**SUPPLIED MATERIAL:**
PR #1341, opened 2026-08-19
fix: apply token cache write-through only after DB commit

brunoguerios:
## Problem

A write transaction that rolls back left the token cache ahead of the database. The cache then served phantom tokens that were never persisted, and `last_traded` timestamps advanced past any trade the database records. No refresh cycle removes either: the delta poll only ever inserts tokens and moves timestamps forward.

Found in review of #1302, not from a production incident. Today a write failure kills the process, so a restart reloads the cache and masks the divergence.

## Root cause

The three write-through sites in `protocol.rs` (`add_tokens`, `update_tokens`, `add_component_balances`) mutate the cache inline, while `DBCacheWriteExecutor::write` still holds the enclosing DB transaction open. The cache mutation is not part of that transaction, so a rollback undoes the SQL and keeps the cache mutation.

The extractor supervisor (#1026) removes the crash that hid this. Once the process survives a failed write, the divergence persists for the lifetime of the process.

## Fix

`TokenCache` gains a `CacheOp` staging buffer. The write-through sites now call `write_through_*` entry points, which buffer while a staging session is open and apply immediately otherwise. `DBCacheWriteExecutor::write` opens a session per transaction attempt and commits or discards the buffer based on the result, so a discarded retry cannot apply twice.

`add_tokens`, `upsert_tokens`, and `update_last_traded` are now private to `token_cache.rs`. The compiler rejects any future external call site that would bypass staging.

## Notes for reviewers

- Staged ops apply in push order on commit. `test_retry_applies_staged_ops_exactly_once_and_in_order` pins this.
- The refresh polls keep calling the direct methods on purpose: they read committed rows, so staging their results would be wrong.
- Without a staging session, mutations apply at once. This preserves `DirectGateway` semantics, guarded by `test_serial_db_cache_write_through`.

ENG-6331

### DIFF
--- a/crates/tycho-storage/src/postgres/cache.rs
+++ b/crates/tycho-storage/src/postgres/cache.rs
@@ -371,7 +371,14 @@ impl DBCacheWriteExecutor {
         let mut res =
             Err(PostgresError(StorageError::Unexpected("default response error".to_string())));
 
+        let token_cache = self.state_gateway.token_cache.clone();
+
         while retry_count < max_retries {
+            // Each attempt gets a fresh staging session; a failed attempt's
+            // leftovers are replaced by the next begin.
+            if let Some(cache) = &token_cache {
+                cache.begin_staging();
+            }
             res = conn
                 .build_transaction()
                 .repeatable_read()
@@ -419,6 +426,13 @@ impl DBCacheWriteExecutor {
                     }
                 }
                 _ => break,
+            }
+        }
+
+        if let Some(cache) = &token_cache {
+            match &res {
+                Ok(_) => cache.commit_staged(),
+                Err(_) => cache.discard_staged(),
             }
         }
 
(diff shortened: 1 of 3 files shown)


zizou0x:
I don't think this is really relevant, have you seen https://github.com/propeller-heads/tycho/pull/1302#discussion_r3758617208?

I think worst case that can happen is the cache contains a token that is real but not on the db yet (basically the cache would be ahead of the db but still correct) which is fine IMO.

brunoguerios:
> I don't think this is really relevant, have you seen [#1302 (comment)](https://github.com/propeller-heads/tycho/pull/1302#discussion_r3758617208)?
> 
> I think worst case that can happen is the cache contains a token that is real but not on the db yet (basically the cache would be ahead of the db but still correct) which is fine IMO.

Agreed. Closing as not needed.

PR #380, opened 2022-07-06
feat(dialog): add afterCloseHook and closeData to dialogs

### LINKED ISSUE #378: Provide A Method for a Dialog to Surface How It Was Closed + Other Info
### Feature request

Currently, there is no way for a dialog to provide any information to the component when it is being closed. 

Eg:

```typescript
// in the dialog/modal
export default {
  ...
  methods: {
    handleClose() {
      this.dialogApi.close(this.someInternalState);
    },
  },
};

// in the opening parent component
export default {
  ...
  methods: {
    this.dialogApi.open(SomeDialogComponent, {
      beforeCloseHook(closeData) {
        return closeData !== SOME_FLAG_TO_BLOCK_CLOSING;
      },
    } 
  }
};
```

### Why?

Currently, passing information from the dialog to its parent requires going through something like Vuex/Pinia, which causes a disconnect and can lead to hacky workarounds.

### Alternatives

_No response_

### Additional context

I am willing to write the needed code to get this working (I have a POC branch ready).

### LINKED ISSUE #379: Add an afterCloseHook to Dialogs
### Feature request

Similar to the current `beforeCloseHook` option, this would fire when the dialog/modal has been fully dismissed.

As an extension of #378, it would also accept the same `closeData`.

```typescript
// in the dialog/modal
export default {
  ...
  methods: {
    handleClose() {
      this.dialogApi.close(this.someInternalState);
    },
  },
};

// in the opening parent component
export default {
  methods: {
		openDialog() {
			this.dialogApi.open(SomeDialogComponent, {
				beforeCloseHook(closeData) {
					return closeData !== SOME_FLAG_TO_BLOCK_CLOSING;
				},
	
				afterCloseHook(closeData) {
					if (closeData === SOME_FLAG_A) {
						this.performActionA();
					} else if (closeData === SOME_FLAG_B) {
						this.performActionB();
					}
				},
			});
		}
	}
};
```

### Why?

It would be handy to have a callback function that does not block the actual closing of a dialog/modal. This would allow consumers to kick off async functions without causing the dialog to stay open.

### Alternatives

_No response_

### Additional context

I am willing to open a PR with this (I have a POC ready with the one for #378)

tatems:
Closes #378
Closes #379

This PR addresses the above issues to provide more avenues to interact with modals/dialogs when they are being closed.

- Adds another option to the `open` function in `dialogApi` called `afterCloseHook`
  - This function does not block the respective component from closing
  - Can be used in conjunction with `beforeCloseHook`
- Add an optional argument for the `close` function in `dialogApi` to allow the component to directly pass data when it closes itself
  - both `beforeCloseHook` and `afterCloseHook` will receive these same arguments

### DIFF
--- a/src/components/Modal/src/Modal.vue
+++ b/src/components/Modal/src/Modal.vue
@@ -94,10 +94,7 @@ export default {
 		beforeClose: {
 			immediate: true,
 			handler(hook) {
-				if (hook) {
-					// parentModal refers to the layer that this modal is actually in
-					this.modalApi.state.parentModal.state.options.beforeCloseHook = hook;
-				}
+				this.modalApi.state.options.beforeCloseHook = hook;
 			},
 		},
 	},
--- a/src/components/Modal/src/Modal.vue
+++ b/src/components/Modal/src/Modal.vue
@@ -94,7 +94,8 @@ export default {
 		beforeClose: {
 			immediate: true,
 			handler(hook) {
-				this.modalApi.state.options.beforeCloseHook = hook;
+				// parentModal refers to the layer that this modal is actually in
+				this.modalApi.state.parentModal.state.options.beforeCloseHook = hook;
 			},
 		},
 	},
--- a/src/components/Modal/src/Modal.vue
+++ b/src/components/Modal/src/Modal.vue
@@ -94,8 +94,10 @@ export default {
 		beforeClose: {
 			immediate: true,
 			handler(hook) {
-				// parentModal refers to the layer that this modal is actually in
-				this.modalApi.state.parentModal.state.options.beforeCloseHook = hook;
+				if (hook) {
+					// parentModal refers to the layer that this modal is actually in
+					this.modalApi.state.parentModal.state.options.beforeCloseHook = hook;
+				}
 			},
 		},
 	},
--- a/src/components/Button/src/Button.vue
+++ b/src/components/Button/src/Button.vue
@@ -353,6 +353,7 @@ export default {
 	&.loading {
 		/* don't inherit color in loading state on hover/active */
 		color: transparent !important;
+		opacity: 1;
 	}
 }
 
--- a/src/components/Dialog/README.md
+++ b/src/components/Dialog/README.md
@@ -349,7 +349,7 @@ _CloseDataAndHooksDemoDialog.vue_
 				v-model="selectedOption"
 				value="option-1"
 			>
-				Option 1 (blocks the dialog)
+				Option 1 (blocks the dialog from closing)
 			</m-radio>
 			<m-radio
 				v-model="selectedOption"
--- a/src/components/Dialog/README.md
+++ b/src/components/Dialog/README.md
@@ -236,7 +236,11 @@ export default {
 ```
 
 ### Configurable options
+
+#### `dialog.open`
+
 The `dialogApi.open()` function has a second optional object parameter that offers configurable options. Current available options are:
+
 
 ```ts
 {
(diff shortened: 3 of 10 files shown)


pretzelhammer:
this seems reasonable to me, my only request is that you add a little more to the docs examples, instead of `typescript` code blocks use `vue` code blocks (so they'll be transformed into interactive demos) and show some basic use-case for the closeData and the afterCloseHook.

tatems:
@pretzelhammer will do!

pretzelhammer:
the docs look good, thanks, but there seems to be a small bug in new modal docs demo, the modal is still close-able on this page even if option-1 is selected: https://square.github.io/maker/styleguide/dialog-modal-close-data/#/Modal

can you fix it? then i'm down to approve the pr

landondurnan:
Just tested locally and the demos and code updates look good. The only thing I noticed was the same thing @pretzelhammer had already mentioned with the modal not actually being blocked.

tatems:
@pretzelhammer @landondurnan should be fixed now! The prop would overwrite the open option even if it wasn't defined. Does it maybe make sense to deprecate that method of setting the hook?

src/components/Modal/src/Modal.vue
```diff
@@ -94,7 +94,10 @@ export default {
 		beforeClose: {
 			immediate: true,
 			handler(hook) {
-				this.modalApi.state.options.beforeCloseHook = hook;
+				if (hook) {
+					// parentModal refers to the layer that this modal is actually in
+					this.modalApi.state.parentModal.state.options.beforeCloseHook = hook;
```
landondurnan, line 99: Thinking about this some more -- `parentModal` isn't something that is always intended to exist. We dissuade modal stacking for a reason and this will change the original behavior of the beforeClose hook.

I think this needs to be rethought a bit, perhaps having your own custom watcher and setting the data some data with the original hook?

tatems: Yeah I'm not really a fan of this either, but I tried to do it so the existing functionality would not break, but here's essentially what was happening (which imo was not correct but worked anyway)

- Component opens modal
- Layer `0` creates the modal component and the next modal layer (`1`)
- Modal component attaches the `beforeCloseHook` option to layer `1`
- `modalApi.close` is called, it checks for hooks in layer `1` and continues if valid/no hook
- Layer `1` is torn down

But now, this is how it works:
- Component opens modal with before/after hooks
- Layer `0` creates the modal component, attaches the hooks, and then creates the next layer (`1`)
- The modal component also defines its own hook, and reaches in to set it on layer `0` (this is the `parentModal` stuff that this thread is on).
- `modalApi.close` is called, it now checks for hooks in layer `0`
- Layer `1` is torn down

I think the fundamental complication here is that the `modalApi` within the context of an open modal is actually attached to one layer up (hence the internal changes to reference the hooks from `this.state.options.[before/after]CloseHook` to `vm.currentLayer.state.options.[before/after]CloseHook`).

landondurnan: @tatems Really appreciate your write up and considerations around this. I was starting to suspect that there may have been some unintended behavior in the original implementation that "worked" but perhaps in a confusing way. However, I've always interpreted the current behavior as correct due to how we construct the injection of the ModalLayer and Modal having one API injected between both meant the modal is intentionally a child element and provides some level of control over stacking contexts between other modals or other components.

Perhaps there is some rethinking we need to do around all this, but it's probably better for us to internally structure that behavior consistently whether there is modal stacking or not. We made some quick changes to support stacking and somewhat reluctantly. But it does appear that this creates some challenges with the before / after behavior you're trying to achieve.

I'm not exactly sure what that change, if any, that should be. If it's not an immediate need could we dig deeper into some real-world scenarios and we can try to better account for them in both contexts (single modal + stacking modals) -- perhaps planning ahead as another example that we need to consider automated testing to ensure this behavior works consistently with the new hooks.

pretzelhammer: i think i almost got it... and then i lost it... but i know the modal stacking code is very confusing to begin with, so even code that works correctly and as-intended sometimes looks like a confusing hacky mess.

@tatems if you could please add your explanation as a code comment i would appreciate it and will be willing to approve this pr. it's okay if the code comment and is huge and takes up a bunch of lines, the code is confusing to begin with i don't want people to have to dig through old pr comments to have to understand it, would be much nicer to have the explanation and reasoning inline.

tatems: I think the most confusing part is that modals work just slightly differently enough from popovers and dialogs that it's hard to keep the behaviours straight.

I agree that we should maybe rethink this. And since it's not blocking our immediate project (we only need the dialog functionality), I can drop the modal changes from this and re-open as a separate PR/issue/discussion?

pretzelhammer (approved):
since you moved the modal stuff out and simplified the code i'm approving this

PR #384, opened 2022-07-07
fix(text-button): use button color for loading, and keep opacity at 1

kevinlee11:
Updates the loading component to use the same color as the text-button and fix the opacity to be 1.

Text button:
image

Loading state before fix:
image

Loading state after fix:
image


landondurnan (approved):
Nice catch.

We should make this change in the Button component as well. Just realized the designs don't change the opacity and use the current color there as well.

kevinlee11:
> Nice catch.
> 
> We should make this change in the Button component as well. Just realized the designs don't change the opacity and use the current color there as well.

I'll update that as well

Issue #356, opened 2022-06-07
Accordion


landondurnan:
### Figma link

https://www.figma.com/file/SHY7Z7PbcVssjIJVuJ3IwU/%F0%9F%8D%81-Maker?node-id=5400%3A7158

**DIRECTIONS FOR THIS TASK:** Beginning at the first line of the records, retype exactly every line up to and including the one with "- Staged ops".

**ANSWER BOX:**
PR #1341, opened 2026-08-19
fix: apply token cache write-through only after DB commit

brunoguerios:
## Problem

A write transaction that rolls back left the token cache ahead of the database. The cache then served phantom tokens that were never persisted, and `last_traded` timestamps advanced past any trade the database records. No refresh cycle removes either: the delta poll only ever inserts tokens and moves timestamps forward.

Found in review of #1302, not from a production incident. Today a write failure kills the process, so a restart reloads the cache and masks the divergence.

## Root cause

The three write-through sites in `protocol.rs` (`add_tokens`, `update_tokens`, `add_component_balances`) mutate the cache inline, while `DBCacheWriteExecutor::write` still holds the enclosing DB transaction open. The cache mutation is not part of that transaction, so a rollback undoes the SQL and keeps the cache mutation.

The extractor supervisor (#1026) removes the crash that hid this. Once the process survives a failed write, the divergence persists for the lifetime of the process.

## Fix

`TokenCache` gains a `CacheOp` staging buffer. The write-through sites now call `write_through_*` entry points, which buffer while a staging session is open and apply immediately otherwise. `DBCacheWriteExecutor::write` opens a session per transaction attempt and commits or discards the buffer based on the result, so a discarded retry cannot apply twice.

`add_tokens`, `upsert_tokens`, and `update_last_traded` are now private to `token_cache.rs`. The compiler rejects any future external call site that would bypass staging.

## Notes for reviewers

- Staged ops apply in push order on commit. `test_retry_applies_staged_ops_exactly_once_and_in_order` pins this.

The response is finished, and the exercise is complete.